Он исчез, я стала думать, где занять или что продать. За этим процессом обдумывания и застал меня вернувшийся Жора. Я знала, что у него ничего нет, но решила узнать, может он знает кого-нибудь, кто сможет помочь. Коротко обрисовала ему ситуацию, огласила требуемую сумму.
– Да бред это…
– В смысле?… – я оторопело на него уставилась.
– Да без смысла… нет никакой аварии… бред это…
Я плюхнулась на стул. Как так нет? Ведь парнишка был так убедителен, да и не стал бы он шутить такими вещами – жизнью и здоровьем отца. Мне казалось, что это невозможно.
– Не, ну он…. он же сказал… Он что, пошутил так?
– Не знаю… Проигрался весь, может и пошутил…
– Как проигрался?! Где проигрался?! – эта версия совсем не укладывалась у меня в голове. Насколько я знала, парнишка не был игроманом или кем-то в этом духе. Приличный парнишка из приличной семьи.
Жора спокойно заваривал себе чай. Я же сидела в недоумении и растерянности, глядя на него снизу вверх. Ждала нормальных объяснений.
– На автоматах, наверное… Да что ты так переживаешь?!
– А!
Я махнула рукой, и скрылась на лоджии. Курила, раздумывала. Не поверить парнишке было сложно, но и не поверить Жоре, – тоже. Где же правда, в конце концов?
Тут меня осенило. Родители парнишки жили неподалёку, в этом же микрорайоне. Я была у них лишь однажды, и то в вечернее время. Визуальная память у меня так себе, но пространственная работает неплохо. Понадеявшись на своё внутренне чувство, я быстро собралась и выскочила на улицу. Ни номера дома, ни квартиры я не знала; знала лишь фамилию и примерное направление. Чутьё не подвело. Минут через двадцать я уже сидела у этих самых родителей и попивала с ними чаёк. Папаша выглядел совсем не тревожно, был весел, травил анекдоты. Мамаша соответственно. Чтобы уж полностью убедиться, что описанных их сыном невзгод у них нет, я задала пару окольных вопросов.

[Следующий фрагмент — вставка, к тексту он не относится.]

PR #15, opened 2022-06-16
Support for `gl <= Ex + Fu <= gu` constraints added for sparse and dense formats

### LINKED ISSUE #5: Add support for `gl <= Ex+Fu <= gu` constraints
Currently DynamicNLPModels does not support `gl <= Ex+Fu <= gu` type constraints. We should support this additional constraint, once we have the basic sparse/dense functionality NLP working

dlcole3:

– Так давай вместе на днях и съездим! Тут езды-то километров тридцать, не больше! – хозяин квартиры оказался рад помочь.
– А что, машина ваша на ходу? – я старалась выглядеть не очень заинтересованно.
– Конечно на ходу, что с ней сделается! Вон, у гаража стоит… Хоть сейчас, хочешь, поедем?!
– Нет, нет, сейчас не нужно. Как соберусь, так сразу и к вам…
Посидев для приличия ещё немного, я откланялась. Шла обратно, раздраженно придумывая оскорбительные фразы для сына этих приятных родителей. Видать небо, зная мою быструю забывчивость, решило поставить все точки над «i» сразу. Навстречу мне не спешной походкой брёл сам парнишка.
– О! Привет! Ты чего здесь гуляешь?
– Да пошел ты, придурок! – мне было не до приветствий. По своему характеру ругаться и выяснять отношения я не очень умела. Но этот тип своей придуманной историей довёл меня до вскипания. Не дав ему ничего больше произнести, я высказалась по полной. Расстались мы уже не друзьями.